▶ WHAT THE TASK ASKS:
Every line in the records below with the string "isbm" is to be copied out.

▶ DATA EXCERPTS:
PR #47939, opened 2018-06-02
Make postgres version compare more robust

steveno:
### What does this PR do?
It attempts to make the version comparison function in the PostgreSQL module more robust.

I did not see any open issues for this. It was labeled as a TODO in the code.

### Previous Behavior
The previous behavior was a simple string comparison.

### New Behavior
The new behavior breaks the PostgreSQL version string into chunks splitting on periods and attempts to compare the versions piecemeal. 

### Tests written?

Yes

### Commits signed with GPG?

Yes


salt/modules/postgres.py
```diff
@@ -1465,10 +1465,21 @@ def is_available_extension(name,
...
 def _pg_is_older_ext_ver(a, b):
     '''Return true if version a is lesser than b
-    TODO: be more intelligent to test versions
-
+    
+    Compare versions by breaking the version number into
+    its major, minor, and patch components.
     '''
-    return a < b
+    a, b = a.split('.'), b.split('.')
```
rares-pop: why not using distutils.version?

moench-tegeder:
Hm, some points: this is the comparison is only used for comparing PostgreSQL extension versions. The PostgreSQL version itself is handled as LooseVersion - so why not move the extension check to the same functions? That would also avoid the slightly hacking "pad version with zeros"-thing.
Then again I'd make sure the restrictions you're imposing on extension version numbers match what PostgreSQL does internally - e.g. I'm rather not sure that you have to have a "major.minor" structure (version "42" would be fully valid). In fact, from a quick glance, I gather PostgreSQL does not impose many restrictions, and even "1.2a" could be considered valid (or did I miss it?). I'd recommend being careful, to avoid breakage when some extension author tries to be clever/funny/whatever.

salt/modules/postgres.py
steveno: I was unaware of distutils.version. That's a good suggestion. Thank you.

steveno:
@moench-tegeder Looking through the [list of versions](https://www.postgresql.org/ftp/source/) I didn't see any with letters in them. There is the beta version, but I will admit I don't know what version it reports back once installed. I will update my code.

moench-tegeder:
But this is not about the version of the PostgreSQL server: you modified function _pg_is_older_ext_ver() which is only called from create_metadata() - and it's used to compare versions of PostgreSQL extensions. Extensions have their own versioning (and every extension on their own), and those version numbers can be assigned rather freely by the extension's author. Moreover, these extensions often exist as separate projects from PostgreSQL itself (famous, large examples: PL/R, PostGIS, ... but many small extensions exist, too; and even some "in house" extensions which have never been published for whatever reason); so it's impossible to gather a list of all extensions and their versions.

Even if you were thinking about PostgreSQL versions: current development versions self-identify as "11beta1 (Debian 11~beta1-2.pgdg90+1)" (obviously this one was installed from a Debian package).

salt/modules/postgres.py
rallytime: Or even `salt.utils.versions.LooseVersion` would perhaps work here as well.

steveno:
@rallytime I used your suggestion. That salt.utils.versions.LooseVersion was already an import so it seemed like an obvious choice.

rallytime (approved):
👍

moench-tegeder:
This is still... barking up the wrong tree? The code in question does not compare PostgreSQL versions but extension versions (by the way, the comment in the test get's this wrong, too). And extension versions do not follow the "PostgreSQL release version number scheme".
Here are two extensions (no functionality) with "perfectly valid" version numbers (as far as PostgreSQL is concerned): https://github.com/moench-tegeder/pg_ext_nonsense (these exists for demo purposes only, but such schemes ("1.2.3.4", "2.0a", "1_2", "2") do exist in the wild).

"Improving the PostgreSQL version comparison" would be moving all the handling of "server_version" to "server_version_num" https://www.postgresql.org/docs/10/static/runtime-config-preset.html#GUC-SERVER-VERSION-NUM (except where it's for display purposes only).

steveno:
@moench-tegeder I'm not sure what you're expecting? I will gladly change the comment that's an easy fix. I can also add more examples to the test that are contrived like in your demo repository. Is there something else I'm missing?

moench-tegeder:
My main concern is that you're trying to improve a function for a purpose for which it is never used. If you look closely at modules/postgres.py, _pg_is_older_ext_ver() is called in exactly one place in create_metadata() - which returns "lifecycle information about an extension". So all the discussion about PostgreSQL versions is moot - the extensions have their own versions, which have nothing to do with the PostgreSQL version (compare "SELECT * FROM pg_available_extension_versions" on a PostgreSQL instance of your choice (remember to install the -contrib package, if available)).

Inside PostgreSQL, the extension version is really only handled and compared as a string - see https://github.com/postgres/postgres/blob/master/src/backend/commands/extension.c for the gory details (I reckon this detail wil get us into trouble on the PostgreSQL side at some point in the future, but for now it is as it is). And the decision wether an extension is upgradeable should be the same on the saltstack side and the PostgreSQL side, else the information returned by saltstack will not be helpful at all. (Still with me? I know this is long...). Unfortunately, PostgreSQL doesn't really care about the extension versions at all - all it needs is a chain of one or more "extension upgrade files" - see find_update_path() in PostgreSQL's extension.c. So, basically: I'm not even sure if it's really possible to "improve" _pg_is_older_ext_ver() - trying for the simple string comparison we have now could very well be the only thing we can do at all. And from the whole thread here and your commits I guess you're trying to build a better comparison for PostgreSQL versions - that's what I'm trying to express with "barking up the wrong tree". (Language barrier may make this conversation harder than it should be... I'm trying my best).

But the other thing is: modules/postgres.py has a function _parsed_version() - "Returns the server version properly parsed and int casted for internal use" - which retrieves the PostgreSQL version via version() and uses _LooseVersion() to turn that into something "comparable". And this is something which should be improved: since almost forever (2006, to be precise) PostgreSQL not only has "server_version" (a string, for human consumption) but also "server_version_num", an integer especially made for comparing PostgreSQL server versions. The "internal" representation _parsed_version() is talking about should just use server_version_num.

Oh, and about the "contrived" examples: PostGIS routinely uses versions as "2.4.4dev" and "2.4.4next" - but PostGIS is somewhat large for "just a little test".

steveno:
> Inside PostgreSQL, the extension version is really only handled and compared as a string - see https://github.com/postgres/postgres/blob/master/src/backend/commands/extension.c for the gory details (I reckon this detail wil get us into trouble on the PostgreSQL side at some point in the future, but for now it is as it is). And the decision wether an extension is upgradeable should be the same on the saltstack side and the PostgreSQL side, else the information returned by saltstack will not be helpful at all.

@moench-tegeder That was the piece I didn't understand. Now we're on the same page I think.

I don't see any less then or greater than comparisons in the code you linked. I only see a lot `strcmp`s. Where exactly is PostgreSQL doing the comparisons similar to salt?

moench-tegeder:
The scary thing is: PostgreSQL does not compare extension versions, at all (I was surprised, too). There are only a few rules:
- the default version of an extension is defined in it's control file. that's the version you get when you do a simple "CREATE EXTENSION foo".
- a file "foo--$ver.sql" is the SQL file for creating the objects of extension "foo" version "$version"
- a file "foo--$vera--$verb.sql" updates extension "foo" from $vera to $verb - thus defining $verb to be larger than $vera (that's the real scary thing) - it's up to the developer not to mess this up too much
- when upgrading an extension when there's no direct upgrade file, PostgreSQL uses Dijkstra's algorithm to build a chain of updates. This really works, when you think a little about it...

I had thought there were some comparisons going on - but about the only comparison is used for breaking ties when building the update path. Wen I learned that I concluded that it's perhaps best to just throw our hand into the air (it's a mess , even when it's a well-working mess) - or at least make sure that all the "funny" versions and perhaps some more do work with the new system.

steveno:
I just pushed an update that clarifies the comments that we're testing postgres extension versions, not versions of postgres. I also added a couple of more tests. 

I think this is ready for another review!

steveno:
@rallytime or @rares-pop Is there anything else this needs to be merged? Please let me know and I'll attempt to get it fixed as soon as I can.

rallytime:
Hi @steveno - Thanks for the bump. :)

Looks good to me!

moench-tegeder:
OK, let's see if this works out or if we get fallout - I think it shouldn't be worse than before :)

PR #47951, opened 2018-06-04
Fix NI Linux RT distribution core grains

rares-pop:
NI fixed lsb_distrib_id to correctly differentiate
between older distribution vs current distribution
which have different behavior for multiple module
functionality, but it should continue to populate
'osfullname' as 'NILinuxRT' not to break existing code

This should also be backported in 2018.3

### What does this PR do?
National Instruments used to have a custom set of commits in-house, for the older Linux RT distribution, but it makes more sense to upstream that too and expand salt's support. In order to do that, we have to differentiate between those two platforms, and we do that now through this 'lsb_distrib_id' grain.

It also clean up the nilrt-xfce distribution that was never a distribution.

### Previous Behavior
grains['lsb_distrib_id'] was always showing 'nilrt' previously and it was some custom code that differentiate between older distribution and the new distribution of Linux RT. That had to be spread around multiple modules that needed that logic.

### New Behavior
Modules can use the grains['lsb_distrib_id'] info to differentiate between newer vs. older linux distribution for National Instruments Linux RT platform
For the older distribution is showing 'nilrt', as for the newer distribution 'nilrt-nxg'.

### Tests written?

No

### Commits signed with GPG?

No

### DIFF
--- a/salt/grains/core.py
+++ b/salt/grains/core.py
@@ -1350,7 +1350,6 @@ _OS_NAME_MAP = {
     'scientific': 'ScientificLinux',
     'synology': 'Synology',
     'nilrt': 'NILinuxRT',
-    'nilrt-xfce': 'NILinuxRT-XFCE',
     'poky': 'Poky',
     'manjaro': 'Manjaro',
     'manjarolin': 'Manjaro',
@@ -1423,7 +1422,6 @@ _OS_FAMILY_MAP = {
     'Cumulus': 'Debian',
     'Deepin': 'Debian',
     'NILinuxRT': 'NILinuxRT',
-    'NILinuxRT-XFCE': 'NILinuxRT',
     'KDE neon': 'Debian',
     'Void': 'Void',
     'IDMS': 'Debian',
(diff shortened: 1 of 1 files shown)


salt/grains/core.py
```diff
@@ -1788,8 +1786,12 @@ def os_data():
         # so that linux_distribution() does the /etc/lsb-release parsing, but
         # we do it anyway here for the sake for full portability.
         if 'osfullname' not in grains:
-            grains['osfullname'] = \
-                grains.get('lsb_distrib_id', osname).strip()
+            # If NI Linux RT distribution, set the grains['osfullname'] to 'nilrt'
+            if grains.get('lsb_distrib_id', '').startswith('nilrt'):
```
terminalmage: Are you sure this will always startwith a _lowercase_ `nilrt`? Most distribution IDs are not all lowercase. Maybe it would make sense to use `.lower()` here.

```python
if grains.get('lsb_distrib_id', '').lower().startswith('nilrt'):
```

rares-pop: Okay, that makes sense! NI's linux distribution relies on OpenEmbedded, and that's lower-case based, but it doesn't hurt comparing with lower() case.

Done!

isbm (changes requested):

salt/grains/core.py
```diff
@@ -1788,8 +1786,12 @@ def os_data():
...
         # we do it anyway here for the sake for full portability.
         if 'osfullname' not in grains:
-            grains['osfullname'] = \
-                grains.get('lsb_distrib_id', osname).strip()
+            # If NI Linux RT distribution, set the grains['osfullname'] to 'nilrt'
+            if grains.get('lsb_distrib_id', '').lower().startswith('nilrt'):
+                grains['osfullname'] = 'nilrt'
+            else:
+                grains['osfullname'] = \
+                    grains.get('lsb_distrib_id', osname).strip()
```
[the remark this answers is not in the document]
rares-pop: It was like that before my change. I fixed it though!

terminalmage (approved):

isbm (approved):

PR #47964, opened 2018-06-05
Fix 47921

### LINKED ISSUE #47921: [develop] file.serialized with json and merge_if_exists doesn't work due to wrong options being passed to deserialize function
I was looking forward to using `file.serialize`'s new `serializer_opts` argument on the develop branch, but ran into a problem when trying it out.

Given a state like:

```
/path/to/file.json:
  file.serialize:
    - dataset:
        foo: bar
    - formatter: json
    - serializer_opts:
      - indent: 4
    - merge_if_exists: true
    - replace: false
```

Produces the following error:

```
Function: file.serialize
  Result: False
            File "/var/tmp/.salt_08831c_salt/pyall/salt/serializers/json.py", line 41, in deserialize
              stream_or_string, _json_module=_json, **options)
            File "/var/tmp/.salt_08831c_salt/pyall/salt/utils/json.py", line 77, in load
              return kwargs.pop('_json_module', json).load(fp, **kwargs)
            File "/usr/lib/python3.5/json/__init__.py", line 268, in load
              parse_constant=parse_constant, object_pairs_hook=object_pairs_hook, **kw)
            File "/usr/lib/python3.5/json/__init__.py", line 332, in loads
              return cls(**kw).decode(s)
          TypeError: __init__() got an unexpected keyword argument 'indent'

            File "/var/tmp/.salt_08831c_salt/pyall/salt/state.py", line 1928, in call
              **cdata['kwargs'])
            File "/var/tmp/.salt_08831c_salt/pyall/salt/loader.py", line 1837, in wrapper
              return f(*args, **kwargs)
            File "/var/tmp/.salt_08831c_salt/pyall/salt/states/file.py", line 6309, in serialize
              existing_data = __serializers__[deserializer_name](fhr, **options.get(serializer_name, {}))
            File "/var/tmp/.salt_08831c_salt/pyall/salt/serializers/json.py", line 48, in deserialize
              raise DeserializationError(error)
          salt.serializers.DeserializationError: __init__() got an unexpected keyword argument 'indent'
 Started: 15:26:49.300034
Duration: 4.08 ms
 Changes:
```

This solution makes the error go away, but might break other use cases.

```diff
diff --git a/salt/states/file.py b/salt/states/file.py
index 920d7bbfad..67b7cb52c7 100644
--- a/salt/states/file.py
+++ b/salt/states/file.py
@@ -6306,7 +6306,7 @@ def serialize(name,
                         'result': False}
 
             with salt.utils.files.fopen(name, 'r') as fhr:
-                existing_data = __serializers__[deserializer_name](fhr, **options.get(serializer_name, {}))
+                existing_data = __serializers__[deserializer_name](fhr)
 
             if existing_data is not None:
                 merged_data = salt.utils.dictupdate.merge_recurse(existing_data, dataset)
```

```
$ salt-ssh --versions
Salt Version:
           Salt: 2018.3.0-473-g2bac7b2
 
Dependency Versions:
           cffi: Not Installed
       cherrypy: Not Installed
       dateutil: Not Installed
      docker-py: Not Installed
          gitdb: Not Installed
      gitpython: Not Installed
          ioflo: Not Installed
         Jinja2: 2.10
        libgit2: Not Installed
        libnacl: Not Installed
       M2Crypto: Not Installed
           Mako: Not Installed
   msgpack-pure: Not Installed
 msgpack-python: 0.5.6
   mysql-python: Not Installed
      pycparser: Not Installed
       pycrypto: 2.6.1
   pycryptodome: Not Installed
         pygit2: Not Installed
         Python: 3.5.3 (default, Jan 19 2017, 14:11:04)
   python-gnupg: Not Installed
         PyYAML: 3.12
          PyZMQ: 17.0.0
           RAET: Not Installed
          smmap: Not Installed
        timelib: Not Installed
        Tornado: 5.0.2
            ZMQ: 4.1.6
 
System Versions:
           dist: debian 9.4 
         locale: UTF-8
        machine: x86_64
        release: 4.9.0-6-amd64
         system: Linux
        version: debian 9.4
```

nocturo:
### What does this PR do?
Attempts to use same `serializer_opts` for deserialization during `merge_if_exists`, if it's not working (`JSONDecode` class for example doesn't accept kwargs it doesn't know about) try deserializing without custom options.

Ideally we would also have `deserializer_opts` for this but I think it would just clutter the state. If there is a legitimate use when you need to pass something to both serializer and deserializer, but for example deserializer doesn't accept only one of the options, this would all fail. I'm not sure if there is a legitimate case for that yet.

Also fixes `serializer_opts` not being passed down if the serialize_name doesn't exist in options dict.

Fixes #47921

### Tests written?

No

### Commits signed with GPG?

Yes

### DIFF
--- a/salt/states/file.py
+++ b/salt/states/file.py
@@ -6298,6 +6298,9 @@ def serialize(name,
                 }
 
     if serializer_opts:
+        if not options.get(serializer_name, {}):
+            options[serializer_name] = {}
+
         options.get(serializer_name, {}).update(
             salt.utils.data.repack_dictlist(serializer_opts)
         )
@@ -6312,7 +6315,11 @@ def serialize(name,
                         'result': False}
 
             with salt.utils.files.fopen(name, 'r') as fhr:
-                existing_data = __serializers__[deserializer_name](fhr, **options.get(serializer_name, {}))
+                try:
+                    existing_data = __serializers__[deserializer_name](fhr, **options.get(serializer_name, {}))
+                except (TypeError, salt.serializers.DeserializationError):
+                    fhr.seek(0)
+                    existing_data = __serializers__[deserializer_name](fhr)
 
             if existing_data is not None:
                 merged_data = salt.utils.dictupdate.merge_recurse(existing_data, dataset)
--- a/salt/states/file.py
+++ b/salt/states/file.py
@@ -6318,6 +6318,7 @@ def serialize(name,
                 try:
                     existing_data = __serializers__[deserializer_name](fhr, **options.get(serializer_name, {}))
                 except (TypeError, salt.serializers.DeserializationError):
+                    log.debug('DeserializationError exception caught, trying to merge without serializer_opts: %s', options.get(serializer_name, {}))
                     fhr.seek(0)
                     existing_data = __serializers__[deserializer_name](fhr)
 


salt/states/file.py
```diff
@@ -6312,7 +6315,11 @@ def serialize(name,
                         'result': False}
 
             with salt.utils.files.fopen(name, 'r') as fhr:
-                existing_data = __serializers__[deserializer_name](fhr, **options.get(serializer_name, {}))
+                try:
+                    existing_data = __serializers__[deserializer_name](fhr, **options.get(serializer_name, {}))
```
gtmanfred: instead of just passing in all the args, i would do something like.

```
goodopts = salt.utils.args.get_function_argspec(__serializers__[deserializer_name]).args
opts = opts.get(serializer_name, {})
for opt in list(opts):
    if opt not in goodopts:
        opts.pop(opt, None)
```

And only pass in the key word arguments if the deserializer actually accepts those arguments.

gtmanfred (changes requested):

salt/states/file.py
nocturo: That was my first instinct but this is not the inability of serializer/deserializer to accept args, but actual python stdlib JSONDecode doesn't accept it. I don't know how could I test if some random deserializer will be able to accept our kwargs except in a try block. Do you have an idea if that's possible?

gtmanfred: ahh yes, in that case, this is the best option.  But it would be good to add a debug log that says that this exception was caught and that the function is being run without the options.

nocturo: Added debug output that we caught the exception with what options were passed to it.

gtmanfred (approved):

terminalmage (approved):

▶ TASK RESULT:
isbm (changes requested):
isbm (approved):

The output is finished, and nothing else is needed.